TO DO: Please give back only the lines below from the one containing "not the stream" to the one containing "an empty download", each repeated word for word, both ends included.

————————

PR #2324, opened 2026-05-18
SY-4130: Add Python client support for server-side import and export

pjdotson:
# Issue Pull Request

## Linear Issue

[SY-4130](https://linear.app/synnax/issue/SY-4130/add-python-client-support-for-server-side-import-and-export)

## Description

Adds Python client support for server-side import and export. A new `sy.Synnax.imex`
client streams resource envelopes to and from the Core:

- `imex.import_(source: FilePath) -> ontology.ID` — streams a file from disk to the
  Core and returns the new resource's ontology ID.
- `imex.export(id: ontology.ID, dest: FilePath) -> None` — streams the exported
  resource straight into a destination file.

To support file streaming, the freighter transport layer gains:

- A new **`FileTransport`** protocol (`upload` / `download`) for streaming a request or
  response body to/from disk when a payload could be too large to buffer in memory. The
  wire content type for a streamed body is negotiated from the file path's extension via
  a small registry in `http.py` (`_FILE_CONTENT_TYPES`), which currently maps only
  `.json` → `application/json`; an unregistered extension raises before any request is
  sent.
- **`HTTPClient`** now implements both `UnaryClient` (`send`) and `FileTransport`
  (`upload` / `download`). A single `codec` still encodes and decodes the typed request
  and response payloads (and supplies the `Content-Type` / `Accept` headers for those);
  for a streamed file body the `Content-Type` (upload) or `Accept` (download) header is
  instead derived from the file path's extension, so the file bytes are streamed
  verbatim and the client never (de)serializes the file. Uploads stream the request body
  from disk in fixed-size blocks; downloads stream the response body straight to disk.
- A new **`x.file.stream_to_file`** helper writes a stream of chunks atomically (temp
  file + `fsync` + `os.replace`), so a mid-stream failure leaves any existing
  destination untouched. It also rejects an empty stream when `allow_empty=False`.

### Retry semantics

- `HTTPClient` accepts a `retries` policy (urllib3 `Retry`) and threads it per-request.
  `send` and `download` retry transient failures; `upload` opts out (`retries=False`).
- Uploads disable retries because an upload mutates server state and is **not assumed
  idempotent**: a transient failure after the Core has begun applying the import could
  replay it on retry and double-apply the data. The opt-out is about request semantics,
  not the stream — urllib3 would in fact rewind the seekable file body and resend it. A
  failed upload surfaces to the caller, leaving the retry decision to them.

### Supporting changes

- `MsgPackCodec` renamed to `MessagePackCodec`; the unused `TracingCodec` and `CODECS`
  list removed.
- `download` and the typed-response path both reject an empty successful response body
  rather than treating it as a valid result — `download` leaves any existing destination
  untouched in that case.

### Testing

- The freighter integration server gains a `/unary/flakyUnavailable` endpoint that
  returns `503` the first time it sees a given message and echoes nominally on every
  retry, plus a `/unary/emptyResponse` endpoint that returns `200` with a genuinely
  empty body. Both are bound as raw Fiber routes (rather than a freighter unary server,
  which maps all handler errors to `400` and never produces an empty body) so they can
  return a genuinely retryable `503` and a genuinely empty `200` respectively.
- Python tests cover `send` recovering via retry, `upload` surfacing the first `503`
  rather than retrying a non-idempotent import, extension-based content negotiation for
  `upload`/`download`, large-body streaming, and rejection of an empty download
  (preserving the existing destination). `x.file.stream_to_file` is covered directly for
  ordering, overwrite, empty-stream, and mid-stream-failure behavior.
- Go integration tests cover the new endpoints' contracts: retryable `503` on first
  sight, recovery on retry with the ID incremented, per-message independence of the
  first-seen state, and a `200` with an empty body.

## Basic Readiness

<h3>Greptile Summary</h3>

This PR adds Python client support for server-side import and export. The main changes are:

- New `Synnax.imex` client methods for file import and export.
- File upload and download support in the Python HTTP transport.
- Atomic streamed file writes with empty-download rejection.
- Retry behavior tests for unary requests and non-retried uploads.
- Integration endpoints for flaky and empty HTTP responses.

This looks safe to merge.

| Filename | Overview |
|----------|----------|
| freighter/py/freighter/http.py | Adds streamed upload and download support, file content negotiation, retry handling, and empty-response checks. |
| client/py/synnax/imex/client.py | Adds the Python IMEX client methods for importing from and exporting to local files. |
| client/py/synnax/transport.py | Exposes the shared HTTP client as the file transport used by the IMEX client. |
| x/py/x/file/file.py | Adds atomic stream-to-file writes with optional empty-stream rejection. |
| freighter/py/freighter/codec.py | Renames the MessagePack codec and simplifies codec encode/decode helpers. |

<sub>Reviews (18): Last reviewed commit: ["comment formatting fix"](https://github.com/synnaxlabs/synnax/commit/931cae5f37af8517556426d66ca60bbf44db9149) | [Re-trigger Greptile](https://app.greptile.com/api/retrigger?id=32654115)</sub>

**Context used:**


freighter/py/freighter/codec.py
```diff
@@ -59,40 +73,14 @@ def decode(self, data: bytes, pld_t: type[P]) -> P:
 class JSONCodec(Codec):
```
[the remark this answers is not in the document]
pjdotson: ignore, this one if fine.

freighter/py/freighter/http.py
```diff
@@ -9,119 +9,267 @@
...
+                return out_ctx, self._decode_error(http_res, http_res.data)
+            if http_res.data is None or len(http_res.data) == 0:
+                return out_ctx, ValueError(
+                    f"expected a non-empty response body from {url!r}"
+                )
+            decoder = self._resolve_decoder(http_res)
+            if isinstance(decoder, Exception):
+                return out_ctx, decoder
+            res_container[0] = decoder.decode(http_res.data, res_t)
+            return out_ctx, None
```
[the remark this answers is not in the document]
pjdotson: ignore: will fix all of these later when we remove the tuple exception return

freighter/py/freighter/http.py
```diff
@@ -9,119 +9,267 @@
...
+
+class FileCodec(Codec, Protocol):
+    """A Codec that also has an on-disk file representation.
+
+    HTTPClient uses file_extension to negotiate a content type from a file path during
+    upload and download. Codecs that only exist on a wire (e.g., a WebSocket framer
+    codec) need only satisfy Codec.
+    """
+
+    def file_extension(self) -> str:
```
emilbon99: Should this just be called `extension`?

freighter/py/freighter/download.py
```diff
@@ -0,0 +1,40 @@
...
+#  included in the file licenses/APL.txt.
+
+from __future__ import annotations
+
+from typing import Protocol
+
+from freighter.transport import RQ, FilePath, Transport
+
+
+class DownloadClient(Transport, Protocol):
```
emilbon99: I don't totally understand why these need a different protocol than `Unary`. Why isn't the DownloadClient something like a `DownloadTransport` that is a concrete implementation of `Unary` whose request type accepts a destination as its file type? Seems like we should be trying to avoid adding different transport types to freighter if possible.

emilbon99 (changes requested):
1) Concerns about the protocol class additions. Why can't we just use `UnaryClient`? The download and upload clients seem like relatively minor variations.
2) What happens when we do import/export of compound data structures i.e. entire system configurations? Do we care about supporting that in the imex client?

freighter/py/freighter/http.py
pjdotson: because this is structural typing `file_extension` makes more sense for the Codecs
implementing this.

pjdotson:
@greptile /rerun

freighter/py/freighter/download.py
pjdotson: One of the things I would really like to avoid here is loading the whole file into
memory. fundamentally that means that HTTPClient will have to handle these cases
different than normal unary request / responses, and will need methods that look
like this:

```py
def upload(self, target: str, req: FilePath, res_t: type[RS]) -> RS: ...
def download(self, target: str, req: RQ, dest: FilePath) -> None: ...
```

We could avoid adding the `FileClient` by just having ImEx directly use `HTTPClient`
instead of a different abstraction (like we do by strongly coupling Framer to the
WebSockets client), but that kinda goes against the purpose of Freighter in the first place.

pjdotson:
@greptile /rerun

pjdotson (commented):
@greptile /rerun

pjdotson:
@greptile /rerun

pjdotson:
> 1. Concerns about the protocol class additions. Why can't we just use `UnaryClient`? The download and upload clients seem like relatively minor variations.

See comment

> 2. What happens when we do import/export of compound data structures i.e. entire system configurations? Do we care about supporting that in the imex client?

Maybe? But it also might be in a project client instead. I don't quite know how this will look yet.

pjdotson:
@greptile /rerun

pjdotson:
@greptile /rerun

pjdotson:
@greptile /rerun

x/py/x/fs/fs.py
emilbon99, line 1: Is it worth standardizing the way we name these packages across languages? i.e. should this be `fs`?

freighter/py/freighter/http.py
```diff
@@ -47,73 +75,164 @@ def __init__(
...
+            http_res, out_ctx = self._request(
+                ctx,
+                url=url,
+                content_type=self._codec.content_type(),
+                accept=_file_content_type(dest),
+                body=self._codec.encode(req),
+                preload_content=False,
+            )
+            try:
+                stream_to_file(http_res.stream(), dest, allow_empty=False)
```
emilbon99, line 148: Why does the typescript implementation of this transport return the stream itself, while the python side writes directly to the file?

freighter/py/freighter/http.py
```diff
@@ -47,73 +75,164 @@ def __init__(
...
+        except MaxRetryError as e:
+            raise Unreachable(url, e.url or "Unreachable") from e
+        out_ctx.params = http_res.headers
+        if not 200 <= http_res.status < 300:
+            try:
+                try:
+                    payload = self._codec.decode(http_res.data, ExceptionPayload)
+                except Exception as e:
+                    raise ValueError(
+                        f"undecodable error response: {http_res.data!r}"
```
emilbon99: I feel like this would read better as `failed to decode error response`

x/py/x/codec.py
emilbon99, line 1: Might be worth taking advantage of the moment and moving these to x…

emilbon99 (changes requested):
Not super happy about a new transport type but I understand why you think it's the right choice. Would like the rest of my comments addressed and another round of reviews before merging.

freighter/py/freighter/http.py
pjdotson: TypeScript needs to take in a general stream so that callers can deal with the fact that in a lot of contexts (like the browser), they don't have direct access to the filesystem themselves, but instead are just have various general ways that they can get "streams of data" they can read. In the Console code we will probably have to have a few different helper functions to deal with reading / writing data in Tauri or the browser, depending on what APIs are available (possibly multiple browser APIs depending on context).

My thought with the Python client is that it would usually be used for scripting to look at some file on the filesystem and then upload it, and this feels a little more Pythonic as it looks more like the `open` API, where you just find some file on a FS and upload it or download to a specific point. What we lose here would be the ability to do some workflow like "connect to some source/sink of data that isn't an FS, and use the Python client as a bridge to move data between these Synnax and here efficiently", but I think that this case is probably pretty uncommon and I would rather have the much nicer API for the more common case of "read/write data to/from a file system".

emilbon99: Ok

emilbon99 (approved):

————————

TASK RESPONSE:
  not the stream — urllib3 would in fact rewind the seekable file body and resend it. A
  failed upload surfaces to the caller, leaving the retry decision to them.

### Supporting changes

- `MsgPackCodec` renamed to `MessagePackCodec`; the unused `TracingCodec` and `CODECS`
  list removed.
- `download` and the typed-response path both reject an empty successful response body
  rather than treating it as a valid result — `download` leaves any existing destination
  untouched in that case.

### Testing

- The freighter integration server gains a `/unary/flakyUnavailable` endpoint that
  returns `503` the first time it sees a given message and echoes nominally on every
  retry, plus a `/unary/emptyResponse` endpoint that returns `200` with a genuinely
  empty body. Both are bound as raw Fiber routes (rather than a freighter unary server,
  which maps all handler errors to `400` and never produces an empty body) so they can
  return a genuinely retryable `503` and a genuinely empty `200` respectively.
- Python tests cover `send` recovering via retry, `upload` surfacing the first `503`
  rather than retrying a non-idempotent import, extension-based content negotiation for
  `upload`/`download`, large-body streaming, and rejection of an empty download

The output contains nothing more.